Pour les Yussefi, réfugiés afghans à Lesbos, la vie tient dans un chariot
Álvaro García

L’hospitalité afghane ne se perd pas, même lorsque les hôtes sont une famille sans abri. Sur l’île grecque de Lesbos, Masomeh Etemadi et Ismaël Yussefi prient leurs invités de s’asseoir avec eux sur une bâche qu’ils utilisent comme espace de réunion ; ils leur offrent également de l’eau et de la nourriture que leur ont distribuées les ONG actives dans la région. Ils s’efforcent de conserver leur dignité et leurs bonnes manières, bien qu’ils n’aient qu’une pièce dans une cabane construite avec quelques roseaux et du tissu attaché à deux oliviers, sur un talus couvert d’ordures.

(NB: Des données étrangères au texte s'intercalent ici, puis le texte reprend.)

PR #22562, opened 2026-08-03
fix: preserve parallel tool results before return direct

Sehlani042:
# Description

## Summary

- Record every completed parallel tool result before finalizing a `return_direct` response.
- Match aggregation by selecting the first successful direct result, then suppressing an assistant answer if that selected result is handoff.
- Keep tool-response ordering protocol-complete in the agent scratchpad and memory.

## Problem

`FunctionAgent.handle_tool_call_results()` stopped iterating after the first `return_direct=True` result. With parallel tool calls enabled, any later completed tool result was omitted from the scratchpad. The next LLM turn could therefore see an assistant tool call without the matching `tool_call_id` response.

## Fix

The handler now appends every tool response first, remembers the first eligible direct result, and appends the direct assistant message only after all tool responses have been recorded. Selection now matches the aggregator: skip error outputs, select the first successful direct result, and only then exclude handoff from assistant rendering.

No external dependencies are added.

## New Package?

- [x] No

## Version Bump?

- [x] No — this changes `llama-index-core`, which the template exempts.

## Type of Change

## How Has This Been Tested?

RED before the production change:

- The regression expected `["direct-id", "ordinary-id"]`.
- Existing behavior recorded only `["direct-id"]`.

GREEN after the change:

- Focused regression: passed
- `tests/agent/workflow/test_function_call.py`: `9 passed`
- Focused plus adjacent workflow tests: `21 passed`
- Full `llama-index-core/tests/agent/workflow`: `65 passed, 3 skipped`
- Changed-file pre-commit hooks: Ruff lint/format, mypy, Prettier, codespell, whitespace/conflict checks all passed
- `git diff --check`: passed

## Suggested Checklist

- [ ] I have added Google Colab support for the newly added notebooks
- [ ] I ran `uv run make format; uv run make lint`

## AI Assistance

This patch was prepared with Codex under the contributor's direction. Codex performed the no-race triage, RED/GREEN implementation, and repository checks documented above. This draft intentionally does not claim an independent manual self-review or rerun by the contributor.

No competing open issue or pull request covering this root cause was found immediately before publication.

## Follow-up verification (2026-09-21)

Community review identified error/handoff selection cases. Commit eab11fac6 adds five parameterized handler regressions: failed direct + ordinary, failed direct + successful direct, successful handoff + direct, failed handoff + direct, and two successful direct results. Every case asserts retention of both tool-call IDs and the selected assistant content where applicable.

Before this follow-up: 3 failed / 2 passed. After: full agent/workflow directory 70 passed / 3 skipped. All configured changed-file pre-commit hooks and git diff --check pass. The configured mypy hook is a shell environment-setting entry, so its pass is not independent type-check evidence. Tests use mocks, no model API. Current-main f475afd8a's unmodified handler was also tested in the PR test environment: 4 failed / 1 passed; this is handler-level baseline evidence, not a full current-main suite run. Draft and human self-review status are unchanged.

### DIFF
--- a/llama-index-core/llama_index/core/agent/workflow/function_agent.py
+++ b/llama-index-core/llama_index/core/agent/workflow/function_agent.py
@@ -152,6 +152,7 @@ class FunctionAgent(BaseWorkflowAgent):
         scratchpad: List[ChatMessage] = await ctx.store.get(
             self.scratchpad_key, default=[]
         )
+        return_direct_result: Optional[ToolCallResult] = None
 
         for tool_call_result in results:
             scratchpad.append(
@@ -165,15 +166,18 @@ class FunctionAgent(BaseWorkflowAgent):
             if (
                 tool_call_result.return_direct
                 and tool_call_result.tool_name != "handoff"
+                and return_direct_result is None
             ):
-                scratchpad.append(
-                    ChatMessage(
-                        role="assistant",
-                        content=str(tool_call_result.tool_output.content),
-                        additional_kwargs={"tool_call_id": tool_call_result.tool_id},
-                    )
+                return_direct_result = tool_call_result
+
+        if return_direct_result is not None:
+            scratchpad.append(
+                ChatMessage(
+                    role="assistant",
+                    content=str(return_direct_result.tool_output.content),
+                    additional_kwargs={"tool_call_id": return_direct_result.tool_id},
                 )
-                break
+            )
 
         await ctx.store.set(self.scratchpad_key, scratchpad)
 
--- a/llama-index-core/tests/agent/workflow/test_function_call.py
+++ b/llama-index-core/tests/agent/workflow/test_function_call.py
@@ -1,13 +1,14 @@
 from unittest.mock import AsyncMock, MagicMock
 
 import pytest
-from llama_index.core.agent.workflow import BaseWorkflowAgent
+from llama_index.core.agent.workflow import BaseWorkflowAgent, FunctionAgent
 from llama_index.core.agent.workflow.workflow_events import (
     AgentInput,
     AgentOutput,
     ToolCallResult,
 )
 from llama_index.core.llms import ChatMessage
+from llama_index.core.llms.mock import MockFunctionCallingLLM
 from llama_index.core.memory import BaseMemory
 from llama_index.core.tools import FunctionTool, ToolOutput
 from llama_index.core.workflow.context import Context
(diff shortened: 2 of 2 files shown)


Yang1107-wzy (commented):
I replayed `FunctionAgent` from head `462463054382088055d47d6b3737db0e9d58fac9` against current core main with synthetic tools and a mock LLM. The parallel tool responses are now retained, but there is a remaining error-selection case:

`return_direct_result` can still select a result whose `tool_output.is_error` is `True`. With a failed direct-return tool followed by a successful direct-return tool, the scratchpad gets an assistant message containing the **failure**, while `aggregate_tool_results` selects the **success**. With a failed direct-return tool plus an ordinary tool, the next model call receives an extra assistant answer containing the error, instead of keeping the failure only as a tool response for recovery.

A small regression can reuse the new test: set `direct_result.tool_output.is_error = True` and expect scratchpad roles `["tool", "tool"]`. At this head they are `["tool", "tool", "assistant"]`. Also cover a failed direct result followed by a successful direct result and assert that the assistant content comes from the success.

Could the selection match `aggregate_tool_results`: choose the first `return_direct and not tool_output.is_error` result, then append an assistant answer only when that selected result is not `handoff`? Selecting before excluding handoff also avoids choosing a different result than the aggregator for `[successful handoff, successful direct tool]`.

Validation: the proposed head preserves both tool-call IDs, but still adds the assistant error in all four offline combinations of `FunctionAgent` / single-agent `AgentWorkflow` and streaming on/off. Matching the aggregator's selection removes that error in those runs. These checks used no model API or private data. This review and its reproduction were prepared with Codex; the validation was executed locally.

Sehlani042:
Thanks for the concrete reproduction. Fixed in eab11fac6: selection now skips error outputs, chooses the first successful return_direct result, and only then checks handoff before appending an assistant message. All completed tool responses remain recorded.

Added five parameterized regressions covering the reported failure combinations, successful/failed handoff ordering, and first-success selection. RED on the previous PR head: 3 failed / 2 passed; GREEN on the new head: full agent/workflow suite 70 passed / 3 skipped. Configured changed-file pre-commit hooks and diff-check pass (the repository mypy hook is not an independent type check). No model API was used. This follow-up was implemented and validated with Codex. The PR remains draft; human self-review is unchanged.

Yang1107-wzy (commented):
Thanks — I replayed `FunctionAgent` from `eab11fac6a6cf327fa4be5f11e31e5b5bc7a13e6` against the same core base `f475afd8a9bbda84f252567e045d89d07b5701b3`, replacing only that file.

All 11 of my tool-result regressions now pass, including failed direct results, first-success selection, and successful/failed handoff ordering. The four offline `FunctionAgent` / single-agent `AgentWorkflow` combinations with streaming on/off also pass: both tool responses remain visible, and the failed direct result is no longer added as an assistant answer before recovery.

This resolves the cases raised in my previous review. These are targeted replay checks, not a full PR checkout, live-provider test, or cross-agent handoff test. The verification and this follow-up used Codex; all inputs were synthetic and network connections were blocked in the workflow probes.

Nous avons suivi Masomeh et Ismaël pendant quatre jours, la semaine d’après l’incendie qui a détruit le camp de réfugiés de Moria. Ils avaient planté leurs maigres affaires sur le bord de la route du camp incendié et, attendant de voir ce que l’avenir leur réserverait, qu’il s’agisse d’une nouvelle calamité ou d’un signe d’espoir, ils ont bavardé avec leurs visiteurs et compatriotes, toujours cordiaux mais visiblement fatigués.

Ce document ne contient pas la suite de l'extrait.